Reform, cries Syria's opposition, and we shall rally to you against the U.S. The opposition mistrusts Washington perhaps more than the Syrian regime itself does. Not that it belittles the impetus which American actions, even the otherwise abhorrent invasion of Iraq, has given to their cause. But the Syrians' yearning for change is deeply tempered by fear of the way it might come about. That is why the opposition's dominant orthodoxy is gradualism. As opposition figures see it, they must reach out to reformists within the system and, as both gain depth and cohesion, reassure the ultimate, maleficent power-holders and their increasingly frightened entourage that their eventual departure will not be the terrible reckoning, for years of misrule, that it would otherwise have been. "If the Americans muscle in," says a Syrian human rights activist, "the shock will disrupt this process, delicate enough as it is, unleash the latent forces of chaos, of sectarian, ethnic and class conflict in our society, even create another Iraq without invading it. We must handle this on our own."

Set against the initial high expectations, the results of the recent, supposedly make-or-break Baathist congress were puny. Still, a sort of Syrian glasnost is underway. There is little doubt that Assad encourages it. Little doubt, too, that, fearing loss of control, he is simultaneously being pulled in the opposition direction. The congress that promised change was also a classical show of strength and solidarity, Soviet-style, of the single-party state. Directed at the U.S. and the opposition, it said: "The Baath is here to stay." As a Baath reformist put it: "Bashar's new new guard might actually have to be tougher than the old." If rigidity and repression do win the day, some in the opposition will be inclined to forsake the gradualist, Syrian-only orthodoxy. Of the opposition's three still very separate components - the secular intelligentsia, the Islamists and the Kurdish minority of the northeast - only the Kurds have emerged, after decades of obscure, unequal struggle against Arabization and ethnic discrimination, as a key internal player, due to their own suddenly revealed intrinsic strength and the example of their brethren's achievements in northern Iraq. "So long as the regime gives nothing," says a Kurdish politician, "it's our right to profit from international conditions. If America knocks on our door, we'll open it."
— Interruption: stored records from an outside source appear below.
Issue #19153, opened 2025-07-05
PERF403 fix has two problems related to tuples


dscorbett:
### Summary

The fix for [`manual-dict-comprehension` (PERF403)](https://docs.astral.sh/ruff/rules/manual-dict-comprehension/) has two problems related to tuples.

Given a singleton tuple key, the fix changes behavior. [Example](https://play.ruff.rs/a242190c-ec87-4bfa-8423-fb3f87c4cf0a):
```console
$ cat >perf403_1.py <<'# EOF'
def f():
    v = {}
    for o, (x,) in ["ox"]:
        v[x,] = o
    return v
print(f())
# EOF

$ python perf403_1.py
{('x',): 'o'}

$ ruff --isolated check perf403_1.py --select PERF403 --preview --unsafe-fixes --fix
Found 1 error (1 fixed, 0 remaining).

$ cat perf403_1.py
def f():
    v = {x: o for o, (x,) in ["ox"]}
    return v
print(f())

$ python perf403_1.py
{'x': 'o'}
```

Given an unparenthesized tuple value, the fix introduces a syntax error. [Example](https://play.ruff.rs/54d03b7b-dd7c-4297-bacb-fa735245fd10):
```console
$ cat >perf403_2.py <<'# EOF'
def f():
    v = {}
    for (o, p), x in [("op", "x")]:
        v[x] = o, p
# EOF

$ ruff --isolated check perf403_2.py --select PERF403 --preview --unsafe-fixes --diff 2>&1 | grep error:
error: Fix introduced a syntax error. Reverting all changes.
```

### Version

ruff 0.12.2 (9bee8376a 2025-07-03)

liortct:
Hey,
I’d like to fix this issue and open a PR.

sudormrfbin:
Can this issue be closed now since #19934 is merged?

ntBre:
I think so, thank you!

PR #19934, opened 2025-08-16
[`perflint`] Handle tuples in dictionary comprehensions (`PERF403`)

liortct:
This pull request fixes the bug described in issue [#19153](https://github.com/astral-sh/ruff/issues/19153).

The issue occurred when `PERF403` incorrectly flagged cases involving tuple unpacking in a for loop. For example:

```python
def f():
    v = {}
    for (o, p), x in [("op", "x")]:
        v[x] = o, p
```

This code was wrongly suggested to be rewritten into a dictionary comprehension, which changes the semantics.

Changes in this PR:

Updated the `PERF403` rule to correctly handle tuple unpacking in loop targets.

Added regression tests to ensure this case (and similar ones) are no longer flagged incorrectly.

Why:
This ensures that `PERF403` only triggers when a dictionary comprehension is semantically equivalent to the original loop, preventing false positives.


liortct:
@ntBre 
Hello 👋 just a gentle reminder about this PR. I’d be happy to make any changes if needed. Thanks for reviewing when you get the chance!

ntBre:
Thank you! I'll try to get to it this week :)

crates/ruff_linter/src/rules/perflint/rules/manual_dict_comprehension.rs
```diff
@@ -354,19 +354,26 @@ fn convert_to_dict_comprehension(
...
-        expr.range()
+    let key_range = key.range();
+    let key_str = locator.slice(key_range);
+    // If key_str ends with a comma and lacks outer parentheses, add them.
+    let key_str = if key_str.ends_with(',') && !key_str.starts_with('(') {
+        format!("({key_str})")
     } else {
-        key.range()
+        key_str.to_string()
     };
```
ntBre: What do you think about something like this?


```suggestion
    let key_str = if let Expr::Tuple(ast::ExprTuple {
        elts,
        parenthesized,
        ..
    }) = key
    {
        if elts.len() != 1 {
            return None;
        };

        if *parenthesized {
            locator.slice(key).to_string()
        } else {
            format!("({})", locator.slice(key))
        }
    } else {
        locator.slice(key).to_string()
    };
```

That uses the same kind of `parenthesized` check as for `value_str`. I also used a small trick with `slice`: `Expr`s implement `Ranged` directly, so you can just pass them instead of having to call `key.range()`, for example. It also restores the `elts` check, although I don't really see why it shouldn't apply if there are multiple elements in the slice. That's also checked here, but I guess we might as well preserve it:

https://github.com/astral-sh/ruff/blob/59b078b1bf3a9482e08fe5a00a41076efbbc3974/crates/ruff_linter/src/rules/perflint/rules/manual_dict_comprehension.rs#L130-L139

It's a bit unfortunate to have to call `format!` and `to_string` everywhere, but I believe that is the typical way to add parentheses when needed. We _could_ use a `Cow` if we really want to avoid it, but I think it's probably okay.

crates/ruff_linter/src/rules/perflint/rules/manual_dict_comprehension.rs
```diff
@@ -354,19 +354,26 @@ fn convert_to_dict_comprehension(
...
+    let mut value_str = locator.slice(value.range()).to_string();
+
+    // If the value is a tuple without parentheses, add them
+    if let Expr::Tuple(ast::ExprTuple {
+        parenthesized: false,
+        ..
+    }) = value
+    {
+        value_str = format!("({value_str})");
+    }
```
ntBre: Similar to the case above, I think we can just do this instead of having a mutable variable:


```suggestion
    // If the value is a tuple without parentheses, add them
    let value_str = if let Expr::Tuple(ast::ExprTuple {
        parenthesized: false,
        ..
    }) = value
    {
        format!("({})", locator.slice(value))
    } else {
        locator.slice(value).to_string()
    };
```

crates/ruff_linter/resources/test/fixtures/perflint/PERF403.py
```diff
@@ -192,3 +192,17 @@ def issue_19005_3():
     c = {}
     for a[0], a[1] in ():
         c[a[0]] = a[1]
+
+
+def issue_19153_1():
+    v = {}
+    for o, (x,) in ["ox"]:
+        v[x,] = o
+    return v
```
ntBre, line 201: Your implementation already covers this (nice work!), but we may also want to add a test for the case where the key is already parenthesized just to make sure we don't add a second set:

```py
def issue_19153_3():
    v = {}
    for o, (x,) in ["ox"]:
        v[(x,)] = o
    return v
```

crates/ruff_linter/src/rules/perflint/rules/manual_dict_comprehension.rs
```diff
@@ -354,19 +354,26 @@ fn convert_to_dict_comprehension(
...
+
+    let elt_str = format!("{key_str}: {value_str}");
```
ntBre: This call already existed, but if we wanted to avoid one string allocation, we could fold this into the `format!` below:

```rust
let comprehension_str = format!("{{{key_str}: {value_str} {for_type} {target_str} in {iter_str}{if_str}}}");
```

crates/ruff_linter/src/rules/perflint/rules/manual_dict_comprehension.rs
liortct: Thanks for the comment, Fixed!

crates/ruff_linter/resources/test/fixtures/perflint/PERF403.py
liortct: You are absolutely right, I added this test case.

crates/ruff_linter/src/rules/perflint/rules/manual_dict_comprehension.rs
liortct: Fixed

crates/ruff_linter/src/rules/perflint/rules/manual_dict_comprehension.rs
liortct: Nice tip, thanks.

liortct:
@ntBre 
Thanks a lot for the review and comments!  
I’ve addressed all the issues, and the PR is ready for another review.  
If there’s anything else that needs to be adjusted, please let me know and I’ll update it promptly.  

Thanks again!

ntBre (approved):
Thank you!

The fear in Damascus is that the U.S., in desperation, might do something military across the Syrian border, such as creating a "security zone,"as Israel did in the South Lebanon border area during the 1980s and 1990s. It wouldn't work, experts insist, and would merely add local, tribally-linked Syrian resistance to the Iraqi one. On the other hand, it could have a profoundly destabilizing impact on Syria as a whole, exacerbating those Kurdish-led centrifugal forces whose original impetus, and disastrous potentialities, stem, as in Iraq, from decades of Baathist despotism.